Within the lines below, find those that hold the string "instead" and copy each one.
[Opening Provided data section]
PR #173, opened 2022-06-14
[ECOPROJECT-745] "Port taken" error is not logged or propagated as an event

jordigilh:
Adds a port check before creating the systemd service.

### DIFF
--- a/internal/workload/wrapper.go
+++ b/internal/workload/wrapper.go
@@ -3,21 +3,23 @@ package workload
 import (
 	"context"
 	"fmt"
+	"net"
+	"os"
+	"syscall"
 
 	"io"
 	"sync"
 
-	"github.com/project-flotta/flotta-device-worker/internal/service"
-
 	"git.sr.ht/~spc/go-log"
+	_ "github.com/golang/mock/mockgen/model"
+	v1 "k8s.io/api/core/v1"
+
+	"github.com/project-flotta/flotta-device-worker/internal/service"
 	"github.com/project-flotta/flotta-device-worker/internal/workload/api"
-	api2 "github.com/project-flotta/flotta-device-worker/internal/workload/api"
+
 	"github.com/project-flotta/flotta-device-worker/internal/workload/mapping"
 	"github.com/project-flotta/flotta-device-worker/internal/workload/network"
 	"github.com/project-flotta/flotta-device-worker/internal/workload/podman"
-	v1 "k8s.io/api/core/v1"
-
-	_ "github.com/golang/mock/mockgen/model"
 )
 
 const nfTableName string = "edge"
@@ -145,7 +147,7 @@ func (ww *Workload) Init() error {
 	return ww.netfilter.AddTable(nfTableName)
 }
 
-func (ww *Workload) List() ([]api2.WorkloadInfo, error) {
+func (ww *Workload) List() ([]api.WorkloadInfo, error) {
 	infos, err := ww.workloads.List()
 	if err != nil {
 		return nil, err
@@ -351,6 +353,9 @@ func getHostPorts(workload *v1.Pod) ([]int32, error) {
 	for _, c := range workload.Spec.Containers {
 		for _, p := range c.Ports {
 			if p.HostPort > 0 && p.HostPort < 65536 {
+				if !isPortAvailable(p.HostPort) {
+					return nil, fmt.Errorf("host port %d already in use for container %s in workload %s", p.HostPort, c.Name, workload.Name)
+				}
 				hostPorts = append(hostPorts, p.HostPort)
 			} else {
 				return nil, fmt.Errorf("illegal host port number %d for container %s in workload %s", p.HostPort, c.Name, workload.Name)
@@ -358,4 +363,28 @@ func getHostPorts(workload *v1.Pod) ([]int32, error) {
 		}
 	}
 	return hostPorts, nil
+}
+
+func isPortAvailable(port int32) bool {
+	conn, err := net.Listen("tcp", fmt.Sprintf("localhost:%d", port))
+	if err != nil {
+		errOpError, ok := err.(*net.OpError)
+		if !ok {
+			return true
+		}
+		errSyscallError, ok := errOpError.Err.(*os.SyscallError)
+		if !ok {
+			return true
+		}
+		errErrno, ok := errSyscallError.Err.(syscall.Errno)
+		if !ok {
+			return true
+		}
+		if errErrno == syscall.EADDRINUSE {
+			return false
+		}
+		return true
+	}
+	defer conn.Close()
+	return true
 }
--- a/internal/workload/wrapper.go
+++ b/internal/workload/wrapper.go
@@ -366,7 +366,7 @@ func getHostPorts(workload *v1.Pod) ([]int32, error) {
 }
 
 func isPortAvailable(port int32) bool {
-	conn, err := net.Listen("tcp", fmt.Sprintf("localhost:%d", port))
+	conn, err := net.Listen("tcp", fmt.Sprintf("0.0.0.0:%d", port))
 	if err != nil {
 		errOpError, ok := err.(*net.OpError)
 		if !ok {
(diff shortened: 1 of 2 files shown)


internal/workload/wrapper.go
```diff
@@ -359,3 +364,27 @@ func getHostPorts(workload *v1.Pod) ([]int32, error) {
 	}
 	return hostPorts, nil
 }
+
+func isPortAvailable(port int32) bool {
+	conn, err := net.Listen("tcp", fmt.Sprintf("localhost:%d", port))
```
gabriel-farache, line 369: If it will always be on `localhost` that the port availability needs to be tested, maybe name the function `isLocalPortAvailable` for clarity of the intent and readability. If you feel that `Local` it is redundant with the context of the execution in a container, it's fine by me

machacekondra (approved):
PR looks great. The only problem I see is, that before we took those information from podman itself, now we need to create our own logic to test those things. It would be nice to have an issue which explore if we can get those information from podman itself.

internal/workload/wrapper.go
jakub-dzon, line 369: How will it work in our e2e tests, where the agent runs in a container?

machacekondra: We already do that, so should not be issue: https://github.com/project-flotta/flotta-operator/blob/066b8f6c2f527f01ff481b61b8fb8f519b0ff1be/test/e2e/e2e_test.go#L145

jakub-dzon (approved):

internal/workload/wrapper.go
jordigilh: Changed host address to be 0.0.0.0, that should make the context clear and also validate that the port is available across interfaces. What do you think now?

jordigilh:
> PR looks great. The only problem I see is, that before we took those information from podman itself, now we need to create our own logic to test those things. It would be nice to have an issue which explore if we can get those information from podman itself.

Agreed, that was my first intention but I realized that we can't do that when we use podman to [create the systemd service](https://github.com/project-flotta/flotta-device-worker/blob/66d54f0b29b3afec7e79d36528c8efcfb26338ae/internal/workload/wrapper.go#L240) to manage the pod's lifecycle. 

In that case we are left to check the journalctl logs or validate the systemd's service status and parse any errors that might happen, but still it would require to watch for changes in the service and then parse the log output. At that point we could do the same by watching for changes in the pod status in podman (react on degraded) and then try to figure it out in systemd's service status. A lot of extra layers that can go wrong anytime. 

If we could instead use the podman's API to start the container directly then we would be able to retrieve the errors coming from podman, sort of a canary testing.

If you have a better approach let me know, I'll be happy to implement it :smile:

internal/workload/wrapper.go
gabriel-farache: looks great! :)

gabriel-farache (approved):

internal/workload/wrapper.go
jordigilh: but I guess now the test will fail because the pod is not created since the port is taken, so no systemd service, right?

jordigilh:
> > PR looks great. The only problem I see is, that before we took those information from podman itself, now we need to create our own logic to test those things. It would be nice to have an issue which explore if we can get those information from podman itself.
> 
> 
> 
> Agreed, that was my first intention but I realized that we can't do that when we use podman to [create the systemd service](https://github.com/project-flotta/flotta-device-worker/blob/66d54f0b29b3afec7e79d36528c8efcfb26338ae/internal/workload/wrapper.go#L240) to manage the pod's lifecycle. 
> 
> 
> 
> In that case we are left to check the journalctl logs or validate the systemd's service status and parse any errors that might happen, but still it would require to watch for changes in the service and then parse the log output. At that point we could do the same by watching for changes in the pod status in podman (react on degraded) and then try to figure it out in systemd's service status. A lot of extra layers that can go wrong anytime. 
> 
> 
> 
> If we could instead use the podman's API to start the container directly then we would be able to retrieve the errors coming from podman, sort of a canary testing.
> 
> 
> 
> If you have a better approach let me know, I'll be happy to implement it :smile: 

On a second thought, i don't think this PR is going to do what we want it to do: the workload will remain as deploying and no error is going to be reported back. If we want to make it useful we should let the deployment go ahead and retrieve the status via podman (as @machacekondra was suggesting). Being port address taken is just another type of error (image not available, disk full, etc..) I don't believe we should deal with these kind of errors here, we should just report the phase status and, if possible, an error code or message back when possible, but always through the results of the systemd status. The reason is that there should be a single flow for reconciliation, any check we perform outside systemd and podman is another source of problems in the future.

machacekondra:
> On a second thought, i don't think this PR is going to do what we want it to do: the workload will remain as deploying and no error is going to be reported back. If we want to make it useful we should let the deployment go ahead and retrieve the status via podman (as @machacekondra was suggesting). Being port address taken is just another type of error (image not available, disk full, etc..) I don't believe we should deal with these kind of errors here, we should just report the phase status and, if possible, an error code or message back when possible, but always through the results of the systemd status. The reason is that there should be a single flow for reconciliation, any check we perform outside systemd and podman is another source of problems in the future.

We still run the podman [play kube](https://github.com/project-flotta/flotta-device-worker/blob/main/internal/workload/podman/podman.go#L296) command, because we need to generate the systemd services, from the pod. The output of this command should be also an error, for example:
```bash
$ podman play kube pod.yaml
[error starting container adc7d5260bf08d4b382f252ec79b127771a044368d886986f963227fb7ffe9db: rootlessport listen tcp 0.0.0.0:8886: bind: address already in use]
[error starting container adc7d5260bf08d4b382f252ec79b127771a044368d886986f963227fb7ffe9db: rootlessport listen tcp 0.0.0.0:8886: bind: address already in use error starting container 3fecdd0de736a465f32df6d51e06137758030de5c5cafde21d0df1186808d8a8: a dependency of container 3fecdd0de736a465f32df6d51e06137758030de5c5cafde21d0df1186808d8a8 failed to start: container state improper]
Pod:
374c9dc0abe7decd7d8634ca0211d39040accce02ed204f6d963e11e2fe74ff9
Container:
3fecdd0de736a465f32df6d51e06137758030de5c5cafde21d0df1186808d8a8

error starting container adc7d5260bf08d4b382f252ec79b127771a044368d886986f963227fb7ffe9db: rootlessport listen tcp 0.0.0.0:8886: bind: address already in use
error starting container 3fecdd0de736a465f32df6d51e06137758030de5c5cafde21d0df1186808d8a8: a dependency of container 3fecdd0de736a465f32df6d51e06137758030de5c5cafde21d0df1186808d8a8 failed to start: container state improper

Error: failed to start 2 containers
```

I believe it's same for golang API. The reason it's reported is because the `--start` parameter is default for the pod. So we can catch error there - if I am not mistaken and I don't miss something.

jordigilh:
> > On a second thought, i don't think this PR is going to do what we want it to do: the workload will remain as deploying and no error is going to be reported back. If we want to make it useful we should let the deployment go ahead and retrieve the status via podman (as @machacekondra was suggesting). Being port address taken is just another type of error (image not available, disk full, etc..) I don't believe we should deal with these kind of errors here, we should just report the phase status and, if possible, an error code or message back when possible, but always through the results of the systemd status. The reason is that there should be a single flow for reconciliation, any check we perform outside systemd and podman is another source of problems in the future.
> 
> We still run the podman [play kube](https://github.com/project-flotta/flotta-device-worker/blob/main/internal/workload/podman/podman.go#L296) command, because we need to generate the systemd services, from the pod. The output of this command should be also an error, for example:
> 
> ```shell
> $ podman play kube pod.yaml
> [error starting container adc7d5260bf08d4b382f252ec79b127771a044368d886986f963227fb7ffe9db: rootlessport listen tcp 0.0.0.0:8886: bind: address already in use]
> [error starting container adc7d5260bf08d4b382f252ec79b127771a044368d886986f963227fb7ffe9db: rootlessport listen tcp 0.0.0.0:8886: bind: address already in use error starting container 3fecdd0de736a465f32df6d51e06137758030de5c5cafde21d0df1186808d8a8: a dependency of container 3fecdd0de736a465f32df6d51e06137758030de5c5cafde21d0df1186808d8a8 failed to start: container state improper]
> Pod:
> 374c9dc0abe7decd7d8634ca0211d39040accce02ed204f6d963e11e2fe74ff9
> Container:
> 3fecdd0de736a465f32df6d51e06137758030de5c5cafde21d0df1186808d8a8
> 
> error starting container adc7d5260bf08d4b382f252ec79b127771a044368d886986f963227fb7ffe9db: rootlessport listen tcp 0.0.0.0:8886: bind: address already in use
> error starting container 3fecdd0de736a465f32df6d51e06137758030de5c5cafde21d0df1186808d8a8: a dependency of container 3fecdd0de736a465f32df6d51e06137758030de5c5cafde21d0df1186808d8a8 failed to start: container state improper
> 
> Error: failed to start 2 containers
> ```
> 
> I believe it's same for golang API. The reason it's reported is because the `--start` parameter is default for the pod. So we can catch error there - if I am not mistaken and I don't miss something.

I'll take a look from that angle, thanks :)

PR #175, opened 2022-06-16
fix panic/crash when deleting workload

ydayagi:
systemd struct has a field of type pointer to dbus conneciton
it is only assigned when creating a workload
however, it is used when deleting/updating a workload and upon startup
If you create a workload, restart the device-worker, update/delete a workload
then the device-worker will crash.

https://issues.redhat.com/browse/ECOPROJECT-859

### DIFF
--- a/internal/service/systemd.go
+++ b/internal/service/systemd.go
@@ -40,14 +40,14 @@ type Service interface {
 }
 
 type systemd struct {
-	Name           string            `json:"name"`
-	RestartSec     int               `json:"restartSec"`
-	Units          []string          `json:"units"`
-	UnitsContent   map[string]string `json:"-"`
-	servicePrefix  string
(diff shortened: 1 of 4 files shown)


internal/service/systemd.go
```diff
@@ -217,12 +210,20 @@ func (s *systemd) GetName() string {
 }
 
 func (s *systemd) reload() error {
-	return s.dbusConnection.ReloadContext(context.Background())
+	conn, err := newDbusConnection(s.Rootless)
```
machacekondra, line 213: I would run defer `conn.close()` as always open the connection

ydayagi: correct. forgot to add that. thanks

machacekondra (approved):

ydayagi:
@masayag @pkliczewski please review

jakub-dzon (approved):

PR #178, opened 2022-06-22
Add target to run rootfull test container

tupyy:
This PR adds a new target `test-docker` which executes all the test in a rootfull contiainer.

### DIFF
--- a/internal/workload/manager_test.go
+++ b/internal/workload/manager_test.go
@@ -15,6 +15,7 @@ import (
 	"github.com/hashicorp/go-multierror"
 	. "github.com/onsi/ginkgo/v2"
 	. "github.com/onsi/gomega"
+	"github.com/project-flotta/flotta-device-worker/internal/common"
 	"github.com/project-flotta/flotta-device-worker/internal/workload"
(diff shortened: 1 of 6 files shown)


tools/Dockerfile_test
```diff
@@ -0,0 +1,10 @@
+FROM fedora:35
```
jordigilh, line 1: not f36?

tupyy: I wanted to have go1.16 but I can upgrade. No problem

internal/workload/manager_test.go
```diff
@@ -142,6 +143,10 @@ var _ = Describe("Manager", func() {
 			err = os.Chmod(datadir, 0444)
 			Expect(err).NotTo(HaveOccurred())
 
+			if common.IsContainerized() {
+				datadir = "/sys" // set to /sys which is always readonly
```
masayag, line 147: why creating a directory without write permissions will not work here in this case?

tupyy: because the containers runs with `CAP_DAC_OVERRIDE`

masayag (approved):

PR #179, opened 2022-06-22
RPM: Ostree changes 🚀

eloycoto:
When running on Ostree base operation system, wrting to /var is not
allowed at all, and things like enable linger for flotta agent is
not possible.

At the same time creating folders for user flotta was difficult because
when running it flotta user is not in place yet.

With this change, flotta-agent rpm is compatible with ostree OS, in this
case Red Hat enterprise Linux for Edge.

The main changes are:

- Adding sysusers.d file to enable users.
- Adding /etc/tmpfiles.d config to create files based on systemd

### DIFF
--- a/flotta-agent.spec
+++ b/flotta-agent.spec
@@ -1,10 +1,10 @@
 %define _build_id_links none
-
+%global flotta_systemd packaging/systemd
 %global flotta_user flotta
 
 Name:       flotta-agent
 Version:    0.1.0
-Release:    1%{?dist}
+Release:    2%{?dist}
 Summary:    Agent application for the Flotta Edge Management solution
 ExclusiveArch: %{go_arches}
 Group:      Flotta
@@ -12,6 +12,7 @@ License:    ASL 2.0
 Source0:    %{name}-%{version}.tar.gz
 
 BuildRequires:  golang
+BuildRequires:  systemd-rpm-macros
 
 %if 0%{?rhel}
 Requires:       ansible-core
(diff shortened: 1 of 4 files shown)


flotta-agent.spec
```diff
@@ -73,28 +57,27 @@ install ./bin/device-worker %{buildroot}%{_libexecdir}/yggdrasil/device-worker
...
 %post race
-loginctl enable-linger %{flotta_user}
-
-# HACK till https://bugzilla.redhat.com/show_bug.cgi?id=2060702 is fixed
-setenforce 0
-systemctl enable --now --machine %{flotta_user}@.host --user podman.socket
-setenforce 1
-# END HACK
-
-systemctl enable --now nftables.service
```
machacekondra, line 95: What about the nftables? I can't see anywhere it to be enabled?

flotta-agent.spec
```diff
@@ -73,28 +57,27 @@ install ./bin/device-worker %{buildroot}%{_libexecdir}/yggdrasil/device-worker
 install ./bin/device-worker-race %{buildroot}%{_libexecdir}/yggdrasil/device-worker-race
 make install-worker-config USER=%{flotta_user} HOME=/home/%{flotta_user} LIBEXECDIR=%{_libexecdir} BUILDROOT=%{buildroot} SYSCONFDIR=%{_sysconfdir}
```
machacekondra, line 58: I think we need to change the `/home/%{flotta_user}` here to `/var/home/%{flotta_user}`

machacekondra:
Cool changes! Thanks! Can you please attach to commit msg or to PR link to documentation of this?

flotta-agent.spec
eloycoto: On rpm-ostree is doing anything at all, but I keep it for non ostree base os.

machacekondra (approved):

PR #180, opened 2022-06-23
Bump go 1.18

jordigilh:
Updated `go.mod` dependencies with `go get -u ./...`, run `go mod tidy` and bumped the go version to 1.18 in `go.mod`


eloycoto:
Related:

https://project-flotta.io/documentation/v0_1_0/dev/installation.html#device-installation

and 
https://github.com/project-flotta/flotta-device-worker/pull/169

Due to the project being now on low resources, I do not think that updating to 1.18 is something that we want to achieve.

PR #185, opened 2022-06-27
compare unordered workload lists

ydayagi:
the workload list does not gurantee order
to avoid considering two lists as not equal we have to compare unordered

https://issues.redhat.com/browse/ECOPROJECT-885


internal/configuration/configuration.go
```diff
@@ -202,3 +202,21 @@ func isEqualUnorderedSecretLists(x models.SecretList, y models.SecretList) bool
...
+	if len(x) != len(y) {
+		return false
+	}
+	workloadsMap := map[string]*models.Workload{}
+	for _, workload := range x {
+		workloadsMap[workload.Name] = workload
+	}
+	for _, workload := range y {
+		otherWorkload, ok := workloadsMap[workload.Name]
+		if !ok || !reflect.DeepEqual(workload, otherWorkload) {
```
eloycoto, line 217: but in this case, it'll fail on the podspec commands, no? I mean, there are plenty of arrays inside the json.

gabriel-farache: You mean the nested arrays inside fields of the `Workload` struct may now fail because of order issue, am I correct?
To list the problematic fields, it would be:

1. `Configmaps ConfigmapList` => contains array of `string`
2. `Data *DataConfiguration` => contains 2 arrayas 'Ingress and Egress) arrays of `DataPath` (which contains 2 `string` fields)

For `Labels map[string]string`, this one is a `map` and the order does (shall) not matter

ydayagi: there's nothing that will fail now and did not fail before. instead of deepEqual on the root (workloadsList), which does a deepEqual recursively, we do a deepEqual on each workload at a time

masayag: pls add unit-test. 
1. this method deserves it :-) 
2. it will certify the expected behavior for the complex objects in workload (e.g. arrays and/or maps)

gabriel-farache: > there's nothing that will fail now and did not fail before. instead of deepEqual on the root (workloadsList), which does a deepEqual recursively, we do a deepEqual on each workload at a time

Yes but the goal of your PR is to fix this behaviour, is it not? So it should correct all  failures related to the one your are fixing :)

eloycoto: I totally agree with @gabriel-farache that this PR should fix/check all the assumptions here, if not does not make sense to have the fix at all. IMHO.

masayag: perhaps it would be simpler (and gain same functionality) by calculating the hash of each structure, e.g. using https://github.com/mitchellh/hashstructure
and compare the result (we can store the existing hash of the existing configuration to save the need to recalculate it, aka premature optimization)

ydayagi: @masayag @eloycoto this fix is for a specific bug. The bug is that the workloads order changes and we do not take it into consideration. Let's focus on improving one step at a time.
By the way. the hash will not work. Why? same as DeepEqual. It is affected by order.

ydayagi: @gabriel-farache The behavior we are trying to fix is workloads order (this is the title of the PR). So this change does exactly that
[Closing Provided data section]
▶ Worked solution:
If we could instead use the podman's API to start the container directly then we would be able to retrieve the errors coming from podman, sort of a canary testing.
> If we could instead use the podman's API to start the container directly then we would be able to retrieve the errors coming from podman, sort of a canary testing.
ydayagi: there's nothing that will fail now and did not fail before. instead of deepEqual on the root (workloadsList), which does a deepEqual recursively, we do a deepEqual on each workload at a time
gabriel-farache: > there's nothing that will fail now and did not fail before. instead of deepEqual on the root (workloadsList), which does a deepEqual recursively, we do a deepEqual on each workload at a time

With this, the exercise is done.